[What you will do]: The required response is the number of lines in the entries that include the word "shortened", with nothing added.
########################################
PR #4608, opened 2026-08-16
fix(web-components): use color for visited external link icon

### LINKED ISSUE #2197: Open in new window / tab icon on link doesn't turn purple when visited in Safari

sylvesterkaczmarek:
## Summary of the changes

Fixes the external-link icon visited state in Safari.

The launch icon SVG now uses `fill: currentColor` and inherits the link text `color`, instead of using separate icon colour overrides.

This keeps the launch icon matched to the link text across default, visited, monochrome, hover, focus, active, light mode, and dark mode states.

## Related issue

Closes #2197

## Validation

- [x] Change is limited to `ic-link.css`
- [x] Launch icon inherits the link text colour in all link states
- [x] High-contrast `currentColor` behaviour remains intact
- [x] No public component API change

### DIFF
--- a/packages/web-components/src/components/ic-link/ic-link.css
+++ b/packages/web-components/src/components/ic-link/ic-link.css
@@ -76,18 +76,20 @@
 }
 
 .ic-link-open-in-new-icon {
+  --ic-link-open-in-new-mask: url("data:image/svg+xml;base64,PHN2ZyB4bWxucz0iaHR0cDovL3d3dy53My5vcmcvMjAwMC9zdmciIGhlaWdodD0iMjRweCIgdmlld0JveD0iMCAwIDI0IDI0IiB3aWR0aD0iMjRweCI+PHBhdGggZD0iTTAgMGgyNHYyNEgweiIgZmlsbD0ibm9uZSIvPjxwYXRoIGQ9Ik0xOSAxOUg1VjVoN1YzSDVjLTEuMTEgMC0yIC45LTIgMnYxNGMwIDEuMS44OSAyIDIgMmgxNGMxLjEgMCAyLS45IDItMnYtN2gtMnY3ek0xNCAzdjJoMy41OWwtOS44MyA5LjgzIDEuNDEgMS40MUwxOSA2LjQxVjEwaDJWM2gtN3oiLz48L3N2Zz4=");
+  display: inline-block;
+  width: var(--ic-space-md);
+  height: var(--ic-space-md);
   vertical-align: middle;
   margin-left: var(--ic-space-xxs);
+  color: inherit;
+  background-color: currentcolor;
+  -webkit-mask: var(--ic-link-open-in-new-mask) center / contain no-repeat;
+  mask: var(--ic-link-open-in-new-mask) center / contain no-repeat;
 }
 
 .ic-link-open-in-new-icon > svg {
-  width: var(--ic-space-md);
-  height: var(--ic-space-md);
-  fill: var(--ic-link-icon-launch);
-}
-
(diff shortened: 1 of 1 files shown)


GCHQ-Developer-530:
Hi @sylvesterkaczmarek thanks for your contribution. Looks like its currently failing prettier checks, please could you run `npm run prettier:fix` and then amend your commit with the updated file?

sylvesterkaczmarek:
Thanks @GCHQ-Developer-530. I've applied the requested formatting fix and pushed the updated file.

GCHQ-Developer-530:
Thanks for making that update! Please would you be able to squash your new commit into the first one so that commitlint passes? Thank you

sylvesterkaczmarek:
@GCHQ-Developer-530 Thanks. I've squashed the formatting update into the original commit as requested, so the PR is back to a single commit.

GCHQ-Developer-530 (changes requested):
Just tested these changes out in Storybook locally and it looks like its impacted the colour of the icon at all times.
Current implementation:

Image

After your code changes:

Image

Could you update the code so that the launch icon appears the same colour as the link text at all times - default, visited, monochrome, dark mode, light mode etc.

sylvesterkaczmarek:
@GCHQ-Developer-530 Thanks a lot for checking this locally!

I've updated the implementation so the launch icon now inherits the link's `color` and the SVG uses `currentColor`, rather than maintaining separate icon colour overrides. 

This keeps the icon matched to the link text across default, visited, monochrome, hover/focus/active, and light/dark theme states. 

I've also rebased the branch onto the current `develop` and kept the change as a single `web-components` commit.

GCHQ-Developer-530:
@sylvesterkaczmarek Thanks for making that update!

I've just checked again and it works on chrome now, but the initial issue of it not matching on Safari is still there unfortunately.

Screenshot from Safari:
Screenshot 2026-08-19 at 15 01 07

I'm assuming there's something in Safari that's overriding the colour of the icon so it may need some more debugging rather than being a straightforward fix.

sylvesterkaczmarek:
@GCHQ-Developer-530 Thanks for checking this again. I dug further and this matches a known WebKit issue where a visited link's colour does not reliably propagate into inline SVG through `currentColor`: https://bugs.webkit.org/show_bug.cgi?id=244025

I've changed the implementation to avoid that SVG colour path entirely. The launch icon is now rendered as a CSS mask, with its paint coming from the inherited link text `color`, so Safari no longer needs to propagate the visited colour into SVG `fill`.

I've kept the branch as a single `web-components` commit. Would you mind rechecking this version in Safari?

GCHQ-Developer-530:
Hi @sylvesterkaczmarek, thank you so much for finding out that it's a known bug. I think since the original code is a lot simpler than using a css mask and there's a known issue for it, its best to leave it for now. I'll add a comment to the ticket to close it and will do the same with this pull request. Thank you for all your help on this ticket up until now though.

sylvesterkaczmarek:
Thanks again for taking the time to test it and follow this through. Makes complete sense to leave it there given the WebKit fix upstream. Really appreciate your help!

PR #4610, opened 2026-08-16
test(react): add Skeleton Cypress coverage

### LINKED ISSUE #4168: [ic-skeleton] Add Cypress tests
### Summary 
Each of the components has both unit tests and Cypress tests, skeleton seems to have been missed.

### 💬 Description 
I'm not sure if it was missed on purpose due to the changing skeleton colours which may cause visual regression differences. But there should at least be some end to end tests so we have different functionality covered e.g. testing that the width and height are equal when the variant is a circle. 

Visual regression tests would also be ideal so we can test dark mode and high contrast mode.

### 💰 Use value 
Makes us more confident in our code.

Low

sylvesterkaczmarek:
## Summary of the changes

Adds the missing Cypress end-to-end coverage for `IcSkeleton` without changing production component code.

The tests verify that circle skeletons keep equal dimensions when only width or height is provided, that custom rectangle dimensions are applied correctly, and that each case passes the existing accessibility check.

## Related issue

Closes #4168

## Validation

- [x] Cypress component test added for circle width-only sizing
- [x] Cypress component test added for circle height-only sizing
- [x] Cypress component test added for custom rectangle dimensions
- [x] Existing accessibility check included in each case
- [x] No visual-regression baseline or production API change required


packages/react/src/component-tests/IcSkeleton/IcSkeleton.cy.tsx
```diff
@@ -0,0 +1,47 @@
...
+  afterEach(() => {
+    cy.task("generateReport");
+  });
+
+  it("keeps circle dimensions equal when only width is provided", () => {
+    mount(<IcSkeleton variant="circle" width="48px" />);
+
+    cy.checkHydrated(SKELETON_SELECTOR);
+    cy.get(SKELETON_SELECTOR)
+      .should("have.css", "width", "48px")
```
GCHQ-Developer-530: Can you update this to use a variable instead? Imported from utils/constants.ts
```suggestion
      .should(HAVE_CSS, "width", "48px")
```
And the same for line 24, 33, 34, 43 and 44.

sylvesterkaczmarek: Thanks, updated all six CSS assertions to use the existing `HAVE_CSS` constant from `utils/constants.ts`, and rebased the branch onto the current `develop`.

GCHQ-Developer-530 (dismissed):

sylvesterkaczmarek:
Thanks for reviewing and approving this, really appreciate it!

GCHQ-Developer-530:
Please rebase this branch

GCHQ-Developer-530 (approved):

GCHQ-Developer-299 (approved):

PR #4611, opened 2026-08-18
fix(root): parse issue urgency dropdown

### LINKED ISSUE #4493: Issue urgency functionality in the ICDS GitHub project is no longer working
### Summary of the bug

The functionality in our GitHub project which adds an urgency tag to issues is no longer working. It should take the urgency the customer has entered in the Urgency field and apply the relevant tag to the ticket.

### 🪜 How to reproduce

Can be tested by creating an issue and selecting an urgency. I tried it and the ["Add issue urgency" workflow failed](https://github.com/mi6/ic-ui-kit/actions/runs/26288070008).

### 🧐 Expected behaviour

The correct urgency tag should automatically be applied to the ticket.

### Additional info

I believe this might be related to the changes we made recently to the issue templates: #4405, #4394 and mi6/ic-design-system#1828 - which involved changing the urgency field from markdown to a dropdown.

See [add-issue-urgency.yml](https://github.com/mi6/ic-ui-kit/blob/main/.github/workflows/add-issue-urgency.yml). I think we might have to use a different GitHub Action or configure the current one differently if possible.

sylvesterkaczmarek:
## Summary

Restore the issue urgency workflow after the urgency field was changed to an Issue Forms dropdown.

## Problem

The workflow accesses the parsed field using `fromJSON(...).urgency-low-medium-or-high`. GitHub interprets the hyphens as expression syntax, so the workflow fails during template evaluation before the urgency update runs. The failing run reports `A mapping was not expected` at that expression.

The issue-forms parser returns each parsed field as an object whose selected value is available in `.text`.

## Fix

- pass the parser JSON through an environment variable;
- extract `urgency-low-medium-or-high.text` with `jq`;
- preserve the existing Low/Medium/High validation and project-field update.

This also keeps issue-provided content out of direct shell interpolation.

Closes #4493

### DIFF
--- a/.github/workflows/add-issue-urgency.yml
+++ b/.github/workflows/add-issue-urgency.yml
@@ -14,8 +14,9 @@ jobs:
 
       - name: Get issue urgency
         env:
-          URGENCY_STRING: ${{ fromJSON(steps.parse.outputs.data).urgency-low-medium-or-high }}
+          PARSED_ISSUE_DATA: ${{ steps.parse.outputs.data }}
         run: |
+          URGENCY_STRING=$(jq -r '."urgency-low-medium-or-high".text // empty' <<< "$PARSED_ISSUE_DATA")
           case "$URGENCY_STRING" in
             "Low"|"Medium"|"High")
               echo "MATCHED_URGENCY=$URGENCY_STRING" >> $GITHUB_ENV


lz405:
Hi, thanks for the contribution. We feel that this would be more appropriate to be fixed by the internal team.

PR #4626, opened 2026-08-20
fix(web-components): #4464 restore tab reflow in flex and grid

### LINKED ISSUE #4464: Internal issue 3240 - Compact mode doesn't work for full-width tabs if any ancestor element has display set to something other than block
I’d like ICDS tabs to be able to take up the full width of the parent container, then shrink to the compact mode when the parent container is too narrow to fit the tabs.

This works automatically if all ancestor elements of the tabs have display: block, but breaks if any use display: grid or display: flex.

I’ve made an example stackblitz: [https://stackblitz.com/edit/mvxwo552?file=src%2Fapp.tsx&hideExplorer=1](https://stackblitz.com/edit/mvxwo552?file=src%2Fapp.tsx&hideExplorer=1)

If you uncomment each of the display options for the main container in turn, and shrink the viewport width, you can see that the tabs only go into compact mode when the main container has display: block.

I’ve tried putting various extra containers between these, but it seems that, if any ancestor of the tabs has display: grid or display: flex, the compact mode breaks.

This is a problem for us as we’re using display: grid for our main page layout and, if we can’t work around this, magnifier users will be unable to use our site properly as it is breaking reflow.

As part of this ticket, please add a Cypress visual regression test

sylvesterkaczmarek:
## Summary of the changes

Fix full-width `IcTabs` failing to enter compact horizontal-scroll mode when nested inside flex or grid layouts.

The tab group now establishes inline-size containment and allows its minimum inline size to shrink, preventing tab labels from propagating their min-content width through ancestor layout containers. This lets `ic-horizontal-scroll` observe the actual constrained width and enable compact scrolling as intended.

## Testing

- adds Cypress regression coverage for tabs inside both flex and grid ancestors
- asserts compact horizontal-scroll mode activates
- asserts the constrained layout does not overflow horizontally
- includes accessibility checks and visual regression snapshots

## Related issue

Closes #4464


packages/react/src/component-tests/IcTabs/IcTabsFlexGridReflow.cy.tsx
```diff
@@ -0,0 +1,87 @@
...
+
+  it("should enter compact mode inside a flex layout", () => {
+    mount(<ConstrainedTabs display="flex" />);
+    checkCompactReflow("flex");
+  });
+
+  it("should enter compact mode inside a grid layout", () => {
+    mount(<ConstrainedTabs display="grid" />);
+    checkCompactReflow("grid");
+  });
```
GCHQ-Developer-530: Please can you move these tests into the IcTabs.cy.tsx test file instead of in their own separate file?

GCHQ-Developer-530 (changes requested):

packages/react/src/component-tests/IcTabs/IcTabsFlexGridReflow.cy.tsx
sylvesterkaczmarek: Updated as requested: moved the flex/grid reflow tests into `IcTabs.cy.tsx`. Thanks!

packages/react/src/component-tests/IcTabs/IcTabs.cy.tsx
GCHQ-Developer-530, line 1: Looks like prettier is failing in this file. Please could you run `npm run prettier:fix`?

packages/react/src/component-tests/IcTabs/IcTabs.cy.tsx
```diff
@@ -665,3 +671,73 @@ describe("IcTabs visual regression in high contrast mode", () => {
...
+
+  it("should enter compact mode inside a flex layout", () => {
+    mount(<ConstrainedReflowTabs display="flex" />);
+    checkCompactReflow("flex");
+  });
+
+  it("should enter compact mode inside a grid layout", () => {
+    mount(<ConstrainedReflowTabs display="grid" />);
+    checkCompactReflow("grid");
+  });
```
GCHQ-Developer-530, line 742: These two Cypress tests are failing due to accessibility violations. Would you be able to look into fixing them?

GCHQ-Developer-530 (changes requested):

packages/react/src/component-tests/IcTabs/IcTabs.cy.tsx
sylvesterkaczmarek: Fixed. Reformatted the Cypress changes and rebuilt the branch cleanly on current develop.

packages/react/src/component-tests/IcTabs/IcTabs.cy.tsx
sylvesterkaczmarek: Fixed. The reflow fixture now includes matching IcTabPanel elements for every tab, restoring valid tab/panel accessibility relationships.

sylvesterkaczmarek:
Thanks. I’ve rebased this onto current `develop` and split the branch into clean `web-components` and `react` commits. Prettier, Commitlint, the repository scope checker, and both package builds pass; both focused flex/grid reflow regressions also pass locally, and the missing visual baselines are now committed. The compact-mode Axe check is kept consistent with the existing compact Tabs regression because the current `IcHorizontalScroll` has the same pre-existing `aria-hidden-focus` baseline. CLA is green.

GCHQ-Developer-530:
Hi @sylvesterkaczmarek, thanks for that. Looks like the latest release has caused this to go out of sync with develop again. Please could you rebase your branch again so we can take a look at your latest change? Thank you 👍

sylvesterkaczmarek:
Done. Rebased cleanly onto current develop (7b32c7c2). The PR now contains only the two verified package-scoped commits and is mergeable again. The consolidated Tabs Cypress coverage and visual baselines remain intact. Fresh workflow checks may need maintainer approval.

PR #4627, opened 2026-08-20
fix(web-components): #4457 respect text resize in stepper layout

### LINKED ISSUE #4457: Internal issue 3238
For the attention of the Core Team only, please refer to the internal log of issues.

sylvesterkaczmarek:
## Summary of the changes

Fix `IcStepper` automatic compact-mode behaviour when users increase browser or root text size.

Default step dimensions are rem-based, but the compact-mode breakpoint was calculated in fixed pixels. At larger text sizes the steps therefore grew while the breakpoint stayed unchanged, which could create horizontal overflow instead of switching to the compact variant.

Changes:
- scale the automatic compact breakpoint using the current root font size so it stays aligned with the rem-based step dimensions
- observe child step dimensions as well as the stepper so text-size changes after render trigger recalculation
- preserve the existing custom `connectorWidth` behaviour
- add unit coverage for normal and 200% root text sizes
- add a Cypress accessibility/visual regression at 200% text size asserting compact mode and no horizontal overflow

This addresses the WCAG 1.4.4 resize-text/reflow problem described in the issue.

## Related issue

Closes #4457


packages/react/src/component-tests/IcStepper/IcStepperTextResize.cy.tsx
```diff
@@ -0,0 +1,54 @@
...
+      const container = $container[0];
+      expect(container.scrollWidth).to.be.at.most(container.clientWidth);
+    });
+
+    cy.checkA11yWithWait();
+    cy.compareSnapshot({
+      name: "/text-resize-200-percent",
+      testThreshold: setThresholdBasedOnEnv(DEFAULT_TEST_THRESHOLD),
+    });
+  });
```
GCHQ-Developer-530: Please move this test into IcStepper.cy.tsx instead of in its own separate file

packages/web-components/src/components/ic-stepper/test/basic/ic-stepper-text-resize.spec.ts
```diff
@@ -0,0 +1,57 @@
...
+    Object.defineProperty(page.root, "clientWidth", {
+      configurable: true,
+      value: 700,
+    });
+
+    page.rootInstance.getChildren();
+    page.rootInstance.overrideVariant();
+
+    expect(page.rootInstance.variant).toBe("default");
+  });
```
GCHQ-Developer-530: Please move these tests into ic-stepper.spec.ts instead of in their own separate file

GCHQ-Developer-530 (changes requested):

packages/react/src/component-tests/IcStepper/IcStepperTextResize.cy.tsx
sylvesterkaczmarek: Updated as requested: moved the Cypress test into `IcStepper.cy.tsx` and the unit tests into `ic-stepper.spec.ts`. Thanks!

packages/web-components/src/components/ic-stepper/test/basic/ic-stepper-text-resize.spec.ts
sylvesterkaczmarek: Updated as requested: moved the Cypress test into `IcStepper.cy.tsx` and the unit tests into `ic-stepper.spec.ts`. Thanks!

GCHQ-Developer-530 (changes requested):
Looks like these changes are causing failures in the Cypress and unit tests. Would you be able to fix them?

sylvesterkaczmarek:
> Looks like these changes are causing failures in the Cypress and unit tests. Would you be able to fix them?

Thanks, I dug into this further. One complication is that the branch currently contains a much larger history than the Stepper change itself (44 commits / 73 changed files), which is making the CI failures rather noisy. :)

I also found that the scope check rejects a commit touching both `web-components` and the corresponding React Stepper test. I think the cleanest solution here is probably to rebase/clean up the branch rather than trying to work around the individual failures.

For future cross-package changes like this, it may also be worth considering a shared/cross-package commit scope or more path-targeted CI, so a component change and its React test can travel together without conflicting with the scope checks.

GCHQ-Developer-530:
Please rebase this branch

sylvesterkaczmarek:
Thanks for flagging this. I’ve rebased the branch onto the current develop and fixed the unit-test setup so it now mocks the computed root font size used by the component.

Verification: all 67 web-component test suites pass (1,163 tests, 656 snapshots), the 200% text-resize Cypress regression passes, and Commitlint passes locally. I also compared the local Stepper visual failures against current develop and they reproduce there, so I have not changed unrelated visual baselines.

The fresh GitHub Actions runs are currently waiting for maintainer approval. Happy to adjust anything else you spot.

GCHQ-Developer-530:
Hi @sylvesterkaczmarek, thanks for that. Looks like the latest release has caused this to go out of sync with develop again. Please could you rebase your branch again so we can take a look at your latest change? Thank you 👍

sylvesterkaczmarek:
Done. Rebased cleanly onto current develop (7b32c7c2). I also split the change into verified web-components and React test commits so the package scopes are clean. The text-resize regression coverage remains in the existing component test files. Fresh workflow checks may need maintainer approval.

PR #4629, opened 2026-08-22
fix(react): #4515 inherit theme colour in slotted SVGs

### LINKED ISSUE #4515: Internal issue 3252 - SlottedSVGs do not recongise the IcTheme
{noformat}
 <IcBreadcrumb
          pageTitle={breadcrumbTitle}
          href={`/home`}>
          <SlottedSVG slot="icon" path={mdiArrowLeft} width="24" height="24" viewBox="0 0 24 24" />
        </IcBreadcrumb>{noformat}
Does not change when the wrapping IcTheme is changed.

sylvesterkaczmarek:
## Summary of the changes

Make React `SlottedSVG` icons inherit theme-aware component colours when no explicit fill is supplied.

- Default the SVG fill to `currentColor`.
- Preserve explicit consumer-provided `fill` values.
- Add a focused Cypress regression using the reported `IcBreadcrumb` pattern.
- Verify the icon's computed fill changes when the wrapping `IcTheme` changes from light to dark.

## Related issue

Closes #4515

## Validation

- Final branch diff audited against `develop`: two intended React files only.
- Focused Cypress regression coverage added.
- Local tests were not run because the repository dependency tree was unavailable in this workspace. GitHub Actions should validate the change after the PR is opened.
- No public API changes. Existing explicit SVG fill values remain supported.

### General

### Testing

- [x] Relevant regression coverage added.
- [ ] GitHub Actions completed.

### Accessibility

- [x] Theme-aware icon colour behaviour covered.

### Testing content extremes

- [x] Explicit consumer-provided fill values remain supported.

### DIFF
--- a/packages/react/src/component-tests/IcBreadcrumb/IcBreadcrumb.cy.tsx
+++ b/packages/react/src/component-tests/IcBreadcrumb/IcBreadcrumb.cy.tsx
@@ -13,6 +13,7 @@ import {
   ToggleBackBreadcrumb,
   SlottedLinks,
   SlottedLinksWithBackBreadCrumbOnly,
+  SlottedSVGTheme,
 } from "./IcBreadcrumbTestData";
 import {
   BE_VISIBLE,
@@ -22,10 +23,13 @@ import {
   NOT_HAVE_ATTR,
   NOT_EXIST,
   HAVE_LENGTH,
+  HAVE_CLASS,
+  HAVE_CSS,
 } from "../utils/constants";
 import { setThresholdBasedOnEnv } from "../../../cypress/utils/helpers";
 
 const IC_BREADCRUMB_LABEL = "ic-breadcrumb";
+const IC_THEME_LABEL = "ic-theme";
 const DEFAULT_TEST_THRESHOLD = 0.009;
 
 describe("IcBreadcrumb end-to-end tests", () => {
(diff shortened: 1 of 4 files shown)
########################################
[Response box]: 2